Correlation IDs: Tracing Across Services

When requests span multiple services, you need to trace them end-to-end:

 1
 2
 3
 4
 5
 6
 7
 8
 9
10
11
12
13
14
15
# Service A: Generate correlation ID
correlation_id = str(uuid.uuid4())
logger.info("calling_service_b", correlation_id=correlation_id)
response = await http_client.post(
    "http://service-b/api/process",
    headers={"X-Correlation-ID": correlation_id},
    json=payload
)

# Service B: Extract and log correlation ID
@app.middleware("http")
async def correlation_middleware(request, call_next):
    correlation_id = request.headers.get("X-Correlation-ID", str(uuid.uuid4()))
    structlog.contextvars.bind_contextvars(correlation_id=correlation_id)
    return await call_next(request)

Search by correlation_id to see the entire distributed flow.

Log Aggregation

Structured logs shine when aggregated.

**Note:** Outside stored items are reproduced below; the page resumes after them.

PR #267, opened 2023-06-06
fetch "model" building kind annotation

chrisfarms:
adds "model" annotation to the building kind query - we will use this to pick which 3d model (building vs enemy) to show in the map


hypnoshock (approved):
Approved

Common stacks:

ELK (Elasticsearch, Logstash, Kibana):

1
2
3
4
5
6
7
8
9
# Filebeat config
filebeat.inputs:
  - type: log
    paths: ["/var/log/app/*.log"]
    json.keys_under_root: true
    json.add_error_key: true

output.elasticsearch:
  hosts: ["elasticsearch:9200"]

Loki + Grafana:

 1
 2
 3
 4
 5
 6
 7
 8
 9
10
11
12
13
# Promtail config
scrape_configs:
  - job_name: app
    static_configs:
      - targets: [localhost]
        labels:
          job: myapp
          __path__: /var/log/app/*.log
    pipeline_stages:
      - json:
          expressions:
            level: level
            message: message

CloudWatch (AWS):

1
2
3
4
5
6
7
import watchtower

handler = watchtower.CloudWatchLogHandler(
    log_group="myapp",
    stream_name="production",
)
logging.getLogger().addHandler(handler)

Alerting on Logs

Structured logs enable precise alerts:

 1
 2
 3
 4
 5
 6
 7
 8
 9
10
# Example: Alert on high error rate
- alert: HighErrorRate
  expr: |
    sum(rate(log_messages_total{level="error"}[5m])) 
    / sum(rate(log_messages_total[5m])) > 0.01
  for: 5m
  labels:
    severity: warning
  annotations:
    summary: "Error rate above 1%"

Or search-based alerts in your log aggregator:

  • “Alert when level:error AND service:payments exceeds 10/minute”
  • “Alert when duration_ms > 5000 AND endpoint:/api/checkout

The Checklist

Before shipping:

  • Logs are structured (JSON, not strings)
  • Request IDs included in all logs
  • Log levels used appropriately
  • Sensitive data masked or excluded
  • Errors include full context
  • Duration logged for slow operations
  • Correlation IDs for distributed tracing
  • Aggregation configured
  • Alerts defined for critical conditions

Structured logging is infrastructure that pays off every time something breaks. Invest the time upfront, and debugging becomes searching instead of guessing.